__Task details__:
What is needed is an exact copy of every record below.

Stored data entries
________________________

PR #1146, opened 2017-05-15
Allow optional/null parameter bindings for strings

mathewc:
Fix for https://github.com/Azure/azure-webjobs-sdk-extensions/issues/224. Related to a previous fix I did a while back for nullable types (PR https://github.com/Azure/azure-webjobs-sdk/pull/869). That handled structs, but not cases where non-struct types (e.g. strings) were null.


mathewc:
Merged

________________________

__Solved problem__:
PR #1146, opened 2017-05-15
Allow optional/null parameter bindings for strings

mathewc:
Fix for https://github.com/Azure/azure-webjobs-sdk-extensions/issues/224. Related to a previous fix I did a while back for nullable types (PR https://github.com/Azure/azure-webjobs-sdk/pull/869). That handled structs, but not cases where non-struct types (e.g. strings) were null.


mathewc:
Merged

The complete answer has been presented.